Carbon trading, another of Shell’s ‘tools’ to achieve net-zero, has been opposed by climate justice activists for the last two decades, and is linked to 'offset' schemes that shift the burden of pollution reduction onto poorer people. Shell’s support for carbon pricing should not be confused with climate ambition – this enthusiasm is actually because carbon pricing benefits the company’s core gas business. It helps gas to out-compete coal and undermines the case for other regulations, targets or renewable energy subsidies.

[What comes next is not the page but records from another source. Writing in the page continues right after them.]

PR #1391, opened 2024-05-27
ref(bot): use bolt for app

seaerchin:
## Problem
At present, we are using express' router for interfacing with slack, which is less ergonomic than using bolt. this is problematic because we want to offload some tasks from form -> slack bot, which might be more cumbersome using bolt.

## Solution
Shift from using express to using `bolt` + `ExpressReceiver`. This simplifies code-flow abit, but note that there si some validation logic which isn't captured here but will be downstream

## Tests 
**NOTE:** This is untested at present

## Deploy Notes
- go to SSM 
- search for `SLACK` 
- check that there are four secrets (2 tokens * 2 envs)

### DIFF
--- a/.aws/deploy/support-task-definition.staging.json
+++ b/.aws/deploy/support-task-definition.staging.json
@@ -174,6 +174,10 @@
           "valueFrom": "STAGING_SITE_PASSWORD_SECRET_KEY"
         },
         {
+          "name": "SLACK_SIGNING_SECRET",
+          "valueFrom": "STAGING_SLACK_SIGNING_SECRET"
+        },
+        {
           "name": "STAGING_SSH_PUBLIC_KEY",
           "valueFrom": "STAGING_SSH_PUBLIC_KEY"
         },
--- a/.aws/deploy/support-task-definition.staging.json
+++ b/.aws/deploy/support-task-definition.staging.json
@@ -178,6 +178,10 @@
           "valueFrom": "STAGING_SLACK_SIGNING_SECRET"
         },
         {
+          "name": "SLACK_TOKEN",
+          "valueFrom": "PROD_SLACK_TOKEN"
+        },
+        {
           "name": "STAGING_SSH_PUBLIC_KEY",
           "valueFrom": "STAGING_SSH_PUBLIC_KEY"
         },
--- a/support/routes/v2/isobot/index.ts
+++ b/support/routes/v2/isobot/index.ts
@@ -19,9 +19,7 @@ const botReceiver = new ExpressReceiver({ signingSecret, endpoints: "/" })
 export const isobotRouter = botReceiver.router
 
 const bot = new App({
-  signingSecret,
   token,
-  endpoints: "/",
   receiver: botReceiver,
 })
 
@@ -73,6 +71,5 @@ const handleDnsChecker: RequestHandler<
 }
 
 isobotRouter.post("/dns-checker", handleDnsChecker)
-isobotRouter.post("/whitelist-emails", handleWhitelistEmails)
 // FIXME: update this to proper signature
 // bot.command("/whitelist-emails", handleWhitelistEmails)
--- a/support/routes/v2/isobot/index.ts
+++ b/support/routes/v2/isobot/index.ts
@@ -1,13 +1,11 @@
 import { App, ExpressReceiver } from "@slack/bolt"
-import { RequestHandler } from "express"
 
 import { Whitelist } from "@database/models"
 import config from "@root/config/config"
 import logger from "@root/logger/logger"
 import WhitelistService from "@root/services/identity/WhitelistService"
-import type { DnsCheckerResponse } from "@root/types/dnsChecker"
 
-import BotService, { SlackPayload } from "./ops/botService"
+import BotService from "./ops/botService"
 
 const botService = new BotService(
   new WhitelistService({ repository: Whitelist })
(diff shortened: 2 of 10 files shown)


support/routes/v2/isobot/index.ts
```diff
@@ -1,15 +1,28 @@
...
 const botService = new BotService(
   new WhitelistService({ repository: Whitelist })
 )
+const signingSecret = config.get("slackbot.secret")
+const token = config.get("slackbot.token")
+
+const botReceiver = new ExpressReceiver({ signingSecret, endpoints: "/" })
+export const isobotRouter = botReceiver.router
+
+const bot = new App({
```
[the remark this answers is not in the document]
seaerchin: i'm not very sure here. in this case, we want bolt to act as a router, not as a server. this means that we want bolt to capture a subset of routes and respond to those with a registered handler rather than capturing all incoming network data over the specified port (what `.start` does i think)

again, i haven't tested/deployed this so i can't be sure but i think this is my understanding

seaerchin:
pending actions on my end: spin up local `ngrok` instance, register this endpoint and check to see if it works

support/routes/v2/isobot/index.ts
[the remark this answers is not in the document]
seaerchin: tested with a `echo` command (not committed) against a ngrok forwarding to my local instance. this worked but with a huge caveat - we omit using middleware for the bot. this is because bolt runs their own middleware (see below ss) which causes forwarding from express -> bolt to fail 

i'm assuming this is ok because bolt _should_ enforce the security measures on their end via their inbuilt middleware. an alternative is we could manually check the middlewares until we find the one that causes the failure (not worth imo). an exhaustive list of the middleware: 

```ts

  if (isSecure) {
    // Our server only receives requests from the alb reverse proxy, so we need to use the client IP provided in X-Forwarded-For
    // This is trusted because our security groups block all other access to the server
    app.set("trust proxy", true)
  }
  app.use(helmet())

  // use growthbook across routes
  app.use(featureFlagMiddleware)

  app.use(
    cors({
      origin: FRONTEND_URL,
      credentials: true,
    })
  )
  app.use(express.json({ limit: "7mb" }))
  app.use(express.urlencoded({ extended: false }))
  app.use(cookieParser())
  app.use(express.static(path.join(__dirname, "public")))
  app.use(nocache())
}
```

image

image

support/routes/v2/isobot/index.ts
```diff
@@ -1,63 +1,47 @@
...
-  { message: string },
-  SlackPayload,
-  {},
-  {}
-> = async (req, res) => {
-  const slackTimestamp = req.headers["x-slack-request-timestamp"] as string
-  const slackSig = req.headers["x-slack-signature"] as string
-
-  if (!slackTimestamp || !slackSig)
-    return res.send({ message: "Missing header/signature" })
```
seaerchin, line 26: we don't need this as `bolt` provides this by default - see [here](https://api.slack.com/authentication/verifying-requests-from-slack#SDK-support)

support/routes/v2/isobot/ops/botService.ts
```diff
@@ -16,22 +13,6 @@ import logger from "@root/logger/logger"
...
-  token: string
-  team_id: string
-  team_domain: string
-  channel_id: string
-  channel_name: string
-  user_id: string
-  user_name: string
-  command: string
-  text: string
-}
```
seaerchin, line 29: used inbuilt type `SlashCommand`

support/routes/v2/isobot/ops/botService.ts
```diff
@@ -40,21 +21,13 @@ class BotService {
...
-        ),
-      ]),
-      () => {
-        logger.info({
-          message: "Error resolving CNAME",
-          meta: { domain, method: "checkCname" },
-        })
-        return new Error()
-      }
-    )
```
seaerchin, line 57: we don't need to `Promise.race` because we `await ack()` in the caller - that's the ack within 3s that slack is waiting for.

see [here](https://slack.dev/bolt-js/concepts#commands) under listening and responding to commands

support/routes/v2/isobot/ops/botService.ts
```diff
@@ -66,21 +39,13 @@ class BotService {
...
-      () => {
-        logger.info({
-          message: "Error resolving A record",
-          meta: { domain, method: "checkA" },
-        })
-        return new Error()
-      }
-    )
+    return ResultAsync.fromPromise(dns.resolve4(domain), () => {
+      logger.info({
```
harishv7, line 43: message says error but the log level is info?

support/routes/v2/isobot/ops/botService.ts
```diff
@@ -106,51 +71,11 @@ class BotService {
...
-    }
-    logger.error({ message: "Signature verification failed" })
-    return false
-  }
-
-  public async whitelistEmails(payload: SlackPayload) {
+  public async whitelistEmails(text: string) {
     // Sample user input:
     // email1,expDate email2,expDate
     // email1@xyz.com,2024-06-22 email2@abc.com,2025-01-31
```
harishv7, line 77: does this format make sense, feel free to suggest alternatives

support/routes/v2/isobot/index.ts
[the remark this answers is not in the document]
harishv7: to close up the loop on this, we are using express as the server and bolt as the router? bolt has it's own internal (unexposed) middlewares which does things like hmac verification etc.?

.aws/deploy/support-task-definition.staging.json
```diff
@@ -173,6 +173,14 @@
           "name": "SITE_PASSWORD_SECRET_KEY",
           "valueFrom": "STAGING_SITE_PASSWORD_SECRET_KEY"
         },
+        {
+          "name": "SLACK_SIGNING_SECRET",
```
harishv7, line 177: need to add to SSM also right. Rmb when deploying!

support/routes/v2/isobot/index.ts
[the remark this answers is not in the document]
seaerchin: yes, check the source [here](https://github.com/slackapi/bolt-js/blob/ddeb601b0d140b47e93e08305c23ad2cef4508b9/src/receivers/ExpressReceiver.ts#L430)

support/routes/v2/isobot/ops/botService.ts
seaerchin: sure, i'll mkae the change

support/routes/v2/isobot/ops/botService.ts
seaerchin: we can run with this first and let prod ops decide. tbh i think this won't quite work for >2-3 emails but idk how rare that would be

harishv7 (approved):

Finally, the latest addition to Shell’s false ‘solutions’ toolbox is the concept of 'nature-based solutions'. This is a new name for an old idea: promoting forestry (and other land use) projects as an 'offset' for continued fossil fuel use. The carbon absorbed by forests is counted and 'credits' are issued for supposed emissions savings, which can be used by Shell to justify continued extraction, refining and sale of oil and gas. This is a very risky business for the local communities that find themselves displaced by land grabs for such lucrative offsetting projects.
The reality, behind all this rhetoric, is that Shell is Europe’s biggest oil and gas company, and intends to remain so. Before the yet unknown impact of the coronavirus crisis, Shell was forecast to increase output by 38% by 2030, increasing its crude oil production by more than half and its gas production by over a quarter. Shell’s 'growth priorities' are in deep-water oil exploration and the chemicals sector. If you follow the money rather than the company’s words, it is clear that Shell intends to continue profiting from oil and gas production for as long as possible.
Shell’s climate rhetoric is designed to signal that it is the cleanest of the big oil companies. Even if that were true, which it is not, it is like claiming to make the healthiest cigarettes. In the end, they still kill you!
The tobacco analogy is far from arbitrary. In 2003, the World Health Organization acted to protect policy-making from the influence of the tobacco lobby, obliging governments to limit interactions with the tobacco industry. It is high time for the world to adopt the same approach to the fossil fuel industry. We must kick Shell and other big polluters out of the conference halls where climate policy is negotiated, and out of the EU institutions and national capitals. This would finally clear one major obstacle to taking the action urgently needed to avert climate crisis. We need Fossil Free Politics before it’s too late!